5. **Create Split Out Node:**
- Add a **Split Out** node named `Split Out`.
- Set field to split: `reviews`.
- Connect `Parse reviews` output to this node.
6. **Create Data Transformation Nodes:**
- Add a **Set** node named `General edits`.
- Map fields:
- `Date`: `={{ $json.dates.publishedDate }}`
- `Author`: `={{ $json.consumer.displayName }}`
- `Body`: `={{ $json.text }}`
- `Heading`: `={{ $json.title }}`
- `Rating`: `={{ $json.rating }}`
- `Location`: `={{ $json.consumer.countryCode }}`
- `review_id`: `={{ $json.id }}`
- Connect one output of `Split Out` to this node.
- Add a **Set** node named `HelpfulCrowd edits`.
- Map fields according to HelpfulCrowd schema:
- `product_id`: `""` (empty string)
- `rating`: `={{ $json.rating }}`
- `title`: `={{ $json.title }}`
- `feedback`: `={{ $json.text }}`
- `customer_name`: `={{ $json.consumer.displayName }}`
- `customer_email`: `""` (empty string)
- `comment`: `""` (empty string)
- `status`: `={{ $json.pending ? 'pending' : 'published' }}`
- `review_date`: `={{ $json.dates.publishedDate.split('T')[0] }}`
- `verified`: `={{ $json.labels.verification.isVerified ? 'yes' : 'no' }}`
- `media_1` to `media_5`: `""` (empty strings)
- `review_id`: `={{ $json.id }}`
- Connect other output of `Split Out` to this node.
7. **Create Google Sheets Nodes:**
- Add a **Google Sheets** node named `General sheet`.
- Set operation to `appendOrUpdate`.
- Document ID: Use your cloned Google Sheets document ID.
- Sheet name: `trustpilot` (or sheet ID 323953858).
- Mapping columns: Date, Author, Body, Heading, Rating, Location, review_id.
- Matching column for upsert: `review_id`.
- Connect `General edits` output to this node.
- Configure Google Sheets OAuth2 credentials.
- Add a **Google Sheets** node named `HelpfulCrowd Sheets`.
- Set operation to `appendOrUpdate`.
- Document ID: Same as above.
- Sheet name: `helpfulcrowd` (or sheet ID 1811842087).
- Mapping columns: product_id, rating, title, feedback, customer_name, customer_email, comment, status, review_date, verified, media_1 to media_5, review_id.
- Matching column for upsert: `review_id`.
- Connect `HelpfulCrowd edits` output to this node.
- Configure Google Sheets OAuth2 credentials.
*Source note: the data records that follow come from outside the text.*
PR #1286, opened 2026-05-11
fix(daemon/acp): terminate ACP child after clean prompt completion

### LINKED ISSUE #1265: Chat stays in "working" state after Devin agent response completes
### Summary
When using Devin for Terminal as the ACP agent, after Devin finishes responding to a prompt, the chat input area stays disabled in "working" state. The `Done · X.Xs` indicator appears on the assistant message as expected, but the input does not return to ready — the user must click stop before sending another message.

Reproduces on plain `main` (`421ddf55`). **The Codex agent on the same build does not hit this** — input correctly returns to ready after a Codex response completes — so the bug appears to be specific to Devin's ACP session lifecycle handling.

### Steps to reproduce
1. Configure Open Design with Devin for Terminal as the ACP agent
2. Open a new conversation
3. Send any prompt (e.g. `hi what model are you`)
4. Wait for Devin to fully finish responding — the `Done · 31s · 105 out` footer appears under the assistant message
5. Try to type or send another message

### Expected
Input returns to ready once `Done · ...` is shown; next message can be typed/sent.

### Actual
- `Done · X.Xs · N out` footer appears as expected
- Input area stays in "working" state — disabled
- Must click stop manually to unlock the input

### Comparison: Codex agent
The same build behaves correctly when using Codex as the ACP agent — the input returns to ready after a response completes. So the chat lifecycle / state-management on the web side is wired correctly; the gap is in how the Devin ACP session is being driven (most likely Devin not emitting a "turn complete" / session-end signal that the chat is expecting, or the daemon not relaying it).

### Environment
- Open Design: built from `main` @ `421ddf55`
- OS: macOS, Apple Silicon
- ACP agent: Devin for Terminal `2026.5.6-4`

### Notes
- In a separate local build that includes a `server.ts` session-pool change (keeping the Devin child process alive across prompts instead of respawning each one), this bug does **not** appear — strong hint that the session lifecycle / process respawn cycle is involved
- First flagged in #1208 review

MrRockySL:
Fixes #1265

## Summary

Bug B from the end-to-end validation of #1208: chat stays in `working` state after Devin (and any other ACP agent that doesn't exit on `stdin.end()`) finishes responding — the `Done · X.Xs · N out` indicator appears but the chat input never returns to ready. Manual stop click is required before sending the next message.

**Root cause:** Open Design's chat lifecycle finalizes runs via `child.on('close')` in `server.ts`. After a successful `session/prompt` response, `attachAcpSession` calls `stdin.end()` and waits for the child to exit on its own. Some ACP agents (notably Devin for Terminal) keep the child process alive past `stdin.end()`, waiting for the next prompt — so `child.on('close')` never fires and the chat run never finalizes.

**The fix (4 small targeted changes):**

- `apps/daemon/src/acp.ts` — After a clean `session/prompt` response, schedule a 500 ms grace period and then SIGTERM the child if it hasn't exited on its own. Mirrors the pattern `detectAcpModels()` already uses after the model-discovery probe (see same file, line ~270). Well-behaved agents that exit on `stdin.end()` are unaffected — the `child.once('close', ...)` handler clears the timer before SIGTERM fires.

- `apps/daemon/src/acp.ts` — New `completedSuccessfully()` method on the session handle reports whether the prompt resolved without a fatal error or abort. Lets the consumer distinguish clean-signal-exit from genuine-signal-failure.

- `apps/daemon/src/server.ts` — `child.on('close')` treats a SIGTERM exit as `'succeeded'` when `acpSession.completedSuccessfully()` is true. Without this, the chat run was marked `'failed'` because `code === 0` fails on a signal-driven exit (`code` is `null`, `signal` is `'SIGTERM'`).

- `apps/web/src/providers/daemon.ts` — Trust the server's authoritative `endStatus`. The signal/non-zero-code safety net no longer overrides an explicit `'succeeded'` status, so a clean ACP run no longer surfaces a fake `agent exited with signal SIGTERM` error in the chat UI.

8. **Add Sticky Notes for Instructions (Optional):**
- Add a sticky note near `Global` node with instructions to edit company ID and max pages.
- Add a sticky note near Google Sheets nodes with the link to clone the Google Sheets template:
```
https://docs.google.com/spreadsheets/d/19nndnEO186vNmApxce8bA1AnLYrY8bR8VgYlwOU_FYA/edit?gid=0#gid=0
```
- Add a sticky note near HelpfulCrowd Sheets node with HelpfulCrowd import guide link:
```
https://www.guides.helpfulcrowd.com/en/article/import-product-reviews-wof0oy/
```
---
### 5. General Notes & Resources
| Note Content | Context or Link |
|-------------------------------------------------------------------------------------------------|---------------------------------------------------------------------------------------------------------|
| Clone this Google Sheets template before running the workflow: | https://docs.google.com/spreadsheets/d/19nndnEO186vNmApxce8bA1AnLYrY8bR8VgYlwOU_FYA/edit?gid=0#gid=0 |
| HelpfulCrowd import guide for product reviews CSV format: | https://www.guides.helpfulcrowd.com/en/article/import-product-reviews-wof0oy/ |
| Workflow supports both manual and scheduled execution for flexible scraping intervals. | |
| Requires Google Sheets API credentials with OAuth2 configured for access to the target spreadsheet.| |
| Trustpilot scraping depends on page structure and embedded JSON data; changes on Trustpilot may require workflow updates.| |
| Pagination stops automatically on HTTP 404 status code, indicating no more review pages. | |
| Export the `helpfulcrowd` sheet as CSV for upload to HelpfulCrowd platform. | |
| For more n8n templates by the author, visit: | https://n8n.io/creators/bangank36/ |
---
This document fully describes the workflow structure, node configurations, and instructions to reproduce or modify the workflow, including potential failure points and integration considerations.